Your goal -
Of all the lines in the entries below, give again exactly those starting at the line containing "compose -f deployment/docker-compose/docker-compose.prod.yml" and ending at the line containing "## Manual Tests Recommended", both ends included, and no others.

Records excerpted from a collection
PR #2677, opened 2026-07-06
fix(deployment): stabilize MongoDB failures

shekharkadyan:
## Summary

This is a focused MongoDB deployment stability bugfix.

On smaller Docker hosts, MongoDB's WiredTiger engine can reserve a large share of available memory by default. In the full PipesHub compose stack, that can push MongoDB into an OOM crash loop and then the services depending on MongoDB never become healthy.

There is also a separate host-specific failure mode where MongoDB 8.x can exit with `139` on newer kernels because of a glibc rseq/tcmalloc interaction.

## What Changed

- Cap MongoDB's WiredTiger cache with `MONGO_CACHE_GB` defaulting to `1` GB.
- Add a default MongoDB memory limit of `2G` in the main compose file so MongoDB cannot consume the whole Docker host.
- Keep the MongoDB image tag overridable through `MONGO_IMAGE_TAG` for recovery cases.
- Preserve the official MongoDB image default `glibc.pthread.rseq=0` for normal hosts, while allowing affected hosts to set `MONGO_GLIBC_TUNABLES=glibc.pthread.rseq=1` without editing compose files.
- Apply the same MongoDB runtime settings to the default, build-from-source, production, and integration compose entrypoints.
- Document the recovery and resource knobs in `env.template`.
- Wire the MongoDB compose regression test into PR validations when Docker Compose deployment files change.

## Why These Defaults

The defaults are based on the quickstart/self-hosted target: a 16 GB-class shared Docker host running MongoDB alongside the PipesHub app, Qdrant, graph DB, Redis, and optional broker services.

MongoDB WiredTiger's upstream default can reserve several GB on that kind of host because it sizes cache from available memory. That behavior is good for a dedicated MongoDB box, but risky for this compose stack because the other services need the same RAM. The `1` GB cache cap prevents MongoDB from taking a disproportionate share of memory, and the `2G` container limit leaves extra room for MongoDB process overhead, connections, journaling, and spikes above the cache.

These are stability-first defaults, not maximum-performance MongoDB tuning. On larger or dedicated hosts, raise `MONGO_CACHE_GB` and `MONGO_MEMORY_LIMIT` together. Avoid decreasing below `1` GB cache unless this is a very small dev workload.

## Performance Notes

The new defaults intentionally favor small-host stability. On larger dedicated hosts, the `1` GB WiredTiger cache cap can reduce MongoDB cache hit rate for very large or Mongo-heavy workloads. The setting is overridable with `MONGO_CACHE_GB`, and the main compose memory limit is overridable with `MONGO_MEMORY_LIMIT`.

For the expected quickstart/self-hosted profile, this is a reasonable tradeoff because PipesHub also runs the app, vector DB, graph DB, Redis, and optional broker services on the same machine. Capable hosts can raise the limits without editing compose.

## Automated Tests

- [x] CI: `.github/workflows/main.yml` now has a `validate-docker-compose` job in `PR Validations`.
  - It runs automatically on PRs when `deployment/docker-compose/**` or `.github/workflows/main.yml` changes.
  - It executes `bash deployment/docker-compose/tests/mongodb_stability_test.sh`.
  - It skips unrelated PRs so normal backend/frontend changes do not pay for compose validation.
- [x] Unit-style config test: `bash deployment/docker-compose/tests/mongodb_stability_test.sh`
  - Renders all affected compose files as JSON.
  - Asserts MongoDB defaults to `mongo:8.0.17`.
  - Asserts the WiredTiger cache cap is present and defaults to `1` GB.
  - Asserts `GLIBC_TUNABLES` defaults to `glibc.pthread.rseq=0` and remains overridable.
  - Asserts `MONGO_IMAGE_TAG`, `MONGO_CACHE_GB`, `MONGO_GLIBC_TUNABLES`, and `MONGO_MEMORY_LIMIT` overrides render correctly.
- [x] Integration/config validation:
  - `docker compose -f deployment/docker-compose/docker-compose.yml --env-file deployment/docker-compose/env.template config --quiet`
  - `docker compose -f deployment/docker-compose/docker-compose.build.neo4j.yml --env-file deployment/docker-compose/env.template config --quiet`
  - `docker compose -f deployment/docker-compose/docker-compose.integration.arango.yml --env-file deployment/docker-compose/env.template config --quiet`
  - `docker compose -f deployment/docker-compose/docker-compose.integration.neo4j.yml --env-file deployment/docker-compose/env.template config --quiet`
  - `docker compose -f deployment/docker-compose/docker-compose.prod.yml --env-file deployment/docker-compose/env.template config --quiet`

## Manual Tests Recommended

- [ ] On a smaller host or Docker Desktop VM, start the default compose stack and confirm MongoDB remains healthy instead of entering an OOM restart loop.
- [ ] On a host that reproduces MongoDB `exit 139`, set `MONGO_GLIBC_TUNABLES=glibc.pthread.rseq=1` in `.env`, restart MongoDB, and confirm it stays healthy.
- [ ] On a larger host, optionally raise `MONGO_CACHE_GB` and `MONGO_MEMORY_LIMIT`, then run `docker compose config` before restarting to verify the intended values render.
- [ ] If using the fallback image pin, set `MONGO_IMAGE_TAG` intentionally and verify the rendered compose config uses that tag before starting. Do not downgrade an existing MongoDB 8.x data volume to 7.x without wiping the volume.

### DIFF
--- a/.github/workflows/main.yml
+++ b/.github/workflows/main.yml
@@ -151,3 +151,34 @@ jobs:
           else
             echo "No Python files changed in backend/python, skipping pyright."
           fi
+
+  validate-docker-compose:
+    runs-on: ubuntu-latest
+
+    steps:
+      - name: Checkout code
+        uses: actions/checkout@v4
+        with:
+          fetch-depth: 0
+
+      - name: Check changed deployment files
+        id: changes
+        run: |
+          git fetch origin main
+          MERGE_BASE=$(git merge-base origin/main HEAD)
+          CHANGED_FILES=$(git diff --diff-filter=d --name-only "$MERGE_BASE" -- \
+            'deployment/docker-compose/**' \
+            '.github/workflows/main.yml' || true)
+
+          if [ -n "$CHANGED_FILES" ]; then
+            echo "changed=true" >> "$GITHUB_OUTPUT"
+            echo "Docker Compose validation will run for:"
+            echo "$CHANGED_FILES"
+          else
+            echo "changed=false" >> "$GITHUB_OUTPUT"
+            echo "No Docker Compose deployment files changed, skipping validation."
+          fi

Task response -
  - `docker compose -f deployment/docker-compose/docker-compose.prod.yml --env-file deployment/docker-compose/env.template config --quiet`

## Manual Tests Recommended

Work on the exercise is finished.